Rhumbix recently announced a partnership with Bechtel, a global construction firm Scheel used to work for managing productivity in Chile's largest copper mine. Bechtel has a $60 million "future fund" that backs Rhumbix; in exchange, Rhumbix gets to test some of its software with workers on Bechtel jobs around the world, while designing a product that will ultimately be sold or licensed to other private companies. Bechtel currently employs 58,000 people globally.
It's not just startups competing to build the best mobile tech tools for construction — major software and engineering companies are also interested.
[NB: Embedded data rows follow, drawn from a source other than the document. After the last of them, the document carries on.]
PR #455, opened 2017-03-04
ANSI 256-color and 24-bit color support

dahlbyk:
This PR adds support for colors beyond `[ConsoleColor]`:

* `[byte]` color values are processed as as [Xterm 256 colors](http://conemu.github.io/en/AnsiEscapeCodes.html)
* [`[System.Drawing.Color]`](https://msdn.microsoft.com/en-us/library/system.drawing.color.aspx) color values are processed as 24-bit colors
* `[string]` values are [parsed as HTML color values](https://msdn.microsoft.com/en-us/library/system.drawing.colortranslator.fromhtml.aspx) and processed as 24-bit colors

Includes https://github.com/dahlbyk/posh-git/pull/454 for adjusting `Write-Prompt` semantics, updated for 1.0 changes.

24-bit support currently depends on System.Drawing. Not sure what Core options are there, but I've tried to make the assembly/type loading resilient.

### Usage

```
$GitPromptSettings.DefaultForegroundColor = [ConsoleColor]::Blue
$GitPromptSettings.DefaultForegroundColor = 'Aquamarine'
$GitPromptSettings.DefaultForegroundColor = [Drawing.Color]::Aqua
$GitPromptSettings.DefaultForegroundColor = '#bbb'
$GitPromptSettings.DefaultForegroundColor = [byte]0xf0
$GitPromptSettings.DefaultForegroundColor = $null
```

I have tried testing with ConEmu, but 256-color mode doesn't seem to be working? Or is that a limitation of PS v5?
conemu64_2017-03-04_11-28-00

### DIFF
--- a/src/AnsiUtils.ps1
+++ b/src/AnsiUtils.ps1
@@ -25,15 +25,17 @@ $ColorTranslatorType = 'System.Drawing.ColorTranslator' -as [Type]
 $ColorType = 'System.Drawing.Color' -as [Type]
 
 function Get-VirtualTerminalSequence ($color, [int]$offset = 0) {
-    if (($color -is [ConsoleColor]) -and ($color -ge 0) -and ($color -le 15)) {
-        return "${AnsiEscape}$($ConsoleColorToAnsi[$color] + $offset)m"
-    }
     if ($color -is [byte]) {
         return "${AnsiEscape}$(38 + $offset);5;${color}m"
     }
-    if ($ColorTranslatorType -and ($color -is [String])) {
+    if ($color -is [String]) {
         try {
-            $color = $ColorTranslatorType::FromHtml($color)
+            if ($ColorTranslatorType) {
+                $color = $ColorTranslatorType::FromHtml($color)
+            }
+            else {
+                $color = [ConsoleColor]$color
+            }
         }
         catch {
             Write-Debug $_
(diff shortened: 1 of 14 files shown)


dahlbyk:
Interesting... so a question maybe for @lzybkr: is it expected that the `$Host.UI.RawUI` color properties are mutated by `"<ANSI color string>" | Out-Host` but not `"<ANSI color string>" | Write-Host"`? Since #447, using ANSI in the prompt means `$Host.UI.RawUI` colors can't be adjusted because they're always reset by `ESC[0m` in the `prompt` result. Are `RawUI.ForegroundColor`/`BackgroundColor` not meant to be manipulated? How else might one change, let's say, the default colors from the (very peculiar) defaults of `DarkYellow`/`DarkMagenta`?

image

src/AnsiUtils.ps1
```diff
@@ -20,10 +20,28 @@ $ConsoleColorToAnsi = @(
 $AnsiDefaultColor = 39
 $AnsiEscape = [char]27 + "["
 
+[Reflection.Assembly]::LoadWithPartialName('System.Drawing') > $null
+$ColorTranslatorType = ([System.Management.Automation.PSTypeName]'System.Drawing.ColorTranslator').Type
```
lzybkr: This should be
```PowerShell
$ColorTranslatorType = 'System.Drawing.ColorTranslator' -as [Type]
```

lzybkr:
Regarding `ESC[0m` - I feel like there is a bug in conhost in not honoring the current foreground/background colors - but it depends on how you set those colors.

If you set fore/background colors via escape sequences, then I believe `ESC[0m` is working as expected - not necessarily the way I think it should, but it's compatible with *nix systems.

If you set fore/background colors via a specific Win32 api, I think `ESC[0m` should reset to those colors, not the initial colors from startup.

Ideally ANSI would have push/pop semantics, but that doesn't exist unfortunately.

dahlbyk:
@lzybkr so from posh-git's standpoint, then, would you agree that it is most correct for us to continue using `ESC[0m` to terminate our colorized strings?

I guess what confuses me most is the distinction between `Write-Host` (doesn't modify `RawUI`) and `Out-Host` (does). Apparently the `prompt` string is using the latter?

dahlbyk:
Merged so I can more easily bring `master`'s `Write-Prompt` changes into `develop`.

Honeywell, which has long manufactured worker safety equipment like hard hats and boots, today also sells wearable technologies that, for example, measure air quality and alert workers to the danger of gas leaks. Honeywell recently announced a partnership with Intel to expand its "connected worker" initiative, working on products such as sensors that can track the gestures of first responders in critical situations.
Lorie Wigle, who is the general manager of security for Internet of Things projects at Intel, said when safety is the primary concern, privacy often becomes secondary. "We need to weigh the benefit of the solution that we're implementing against the potential impact to privacy," she said. "We shouldn't be collecting data that we don't really need to collect."
Mobile technologies with the capacity to track us already permeate our personal lives, but they are going to be increasingly powerful tools for monitoring our working lives as well. It's now, and not later, that privacy protection should be incorporated into these devices. Workers across industries will only see more of this kind of monitoring as the prices of devices fall and the pressure to increase productivity increases. When Silicon Valley entrepreneurs talk about the future of work, they talk about increased freedom; that's not what this kind of monitoring looks like.